Presidência estranha

Cavaco Silva não teve o meu voto na sua caminhada para a Presidência da República. Não me revejo nem na forma nem na substância do nosso Presidente, que nos últimos tempos tem andado muito agitado politicamente. Depois do Verão quente, sob o “anticiclone” dos Açores, Cavaco começou a preocupar-se em demasia com a agenda mediática e com aquilo que os jornais dizem ou presumem.
Após o magnífico comunicado na sequência de rumores que o relacionavam com o BPN e com os seus gestores, surge agora um outro comunicado a desmentir fontes não identificadas e que defendiam que o Presidente tinha ideias fixas e definidas quanto ao agendamento dos próximos actos eleitorais, em oposição ao Governo.
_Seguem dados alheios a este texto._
PR #453, opened 2020-07-21
Sync from Google

honeybadgerdontcare:
This is an automatically generated pull request.


honeybadgerdontcare:
@twifkak perhaps this isn't ready yet ;D feel free to close.

twifkak:
Oh, fun. Error caused by https://github.com/stretchr/testify/commit/95a9d909e98735cd8211dfc5cbbb6b8b0b665915. Reported in https://github.com/stretchr/testify/issues/981. Possibly won't be fixed because of https://github.com/stretchr/testify/commit/6a6c303c3cf499bdb3c3ab72464dc241416e5f80.

Getting Travis to fetch the version we ask for in https://github.com/ampproject/amppackager/blob/bf061bede4b0280654c25b19fc3cc34e25d13cf0/go.mod#L25

seems to be a difficult maneuver, because different versions of `go get` behave differently, and some versions error out when you pass the flags that the others need. There might be a way to get Travis to pass version-specific build flags. I'm trying.

honeybadgerdontcare:
// cc @Gregable as fyi due to rotation

twifkak:
OK, I guess this would need to be rebased to pick up the .travis.yml changes. Easiest thing is probably to close it and let @Gregable generate a new one as part of his rotation.

PR #458, opened 2020-07-31
Update vendor files.

MichaelRybak:


MichaelRybak:
@banaag Thanks. I just ran "go mod tidy" followed by "go mod vendor", and it didn't update any files.

Issue #314, opened 2019-05-30
Add a GitHub PR check for transformers/


twifkak:
Ensure that no PR includes a change to `transformers/` unless it is a sync from Google (e.g. #309).

(Ideally, we'll make GitHub the source of truth for `transformers/` eventually, but that's a harder project.)

alin04:
Changes in github to transformers is supported. But the author information may be lost (I'd have to double check the configuration on the sync script).

twifkak:
Ah, yes, the PR check should block merging the PR, not mailing it out. The wacky [PR-to-Google](https://github.com/google/copybara/blob/master/docs/reference.md#git.github_pr_origin), [Google-to-GitHub](https://github.com/google/copybara/blob/master/docs/reference.md#git.github_pr_destination) flow should be supported, still.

Cavaco desmente rumores e fontes, mas não se fica por aqui. Segundo Mário Crespo denunciava ontem no JN, o chefe da Casa Civil do Presidente, o experimentado Nunes Liberato, ex-secretário de Estado e ex-secretário-geral do PSD sob a liderança de Cavaco, escreveu à administração (!) da SIC, desmentindo as referências que Mário Crespo fizera aos rumores que fizeram transparecer para os meios de comunicação que a Presidência se preparava para não promulgar a Lei do Orçamento de Estado.
Tanta efervescência e tanta irritabilidade, em tempo de crise e a dois anos ainda das próximas presidenciais, são motivo de estranheza e incompreensão. Será estilo ou falta dele?

2 comentários:

aires disse...

é cooperação estratégica!!!
abraço

M.C.R. disse...

eu nunca me revi em Cavaco ou sequer nos seus amigos partidários. todavia, nestes últimos tempos tenho de confessar que há coisas em que ele tem razão. A começar pela salgalhada inconstitucional dos Açores a que o medíocre César veio agora dar mais folego.
E nem falo das bandeiras pois remeto-me ao que hoje escreve Jorge Miranda.

Agora nesta troca de rumores o que me parece estranho é que há sempre um rumor a dizer que Cavaco disse, fez, pensou. De onde vêm? A que se destinam?
Ou seja: que é que o PR deve fazer para tirar o tapete a esses rumores? Ou deixou de vigorar a norma "quem cala consente"?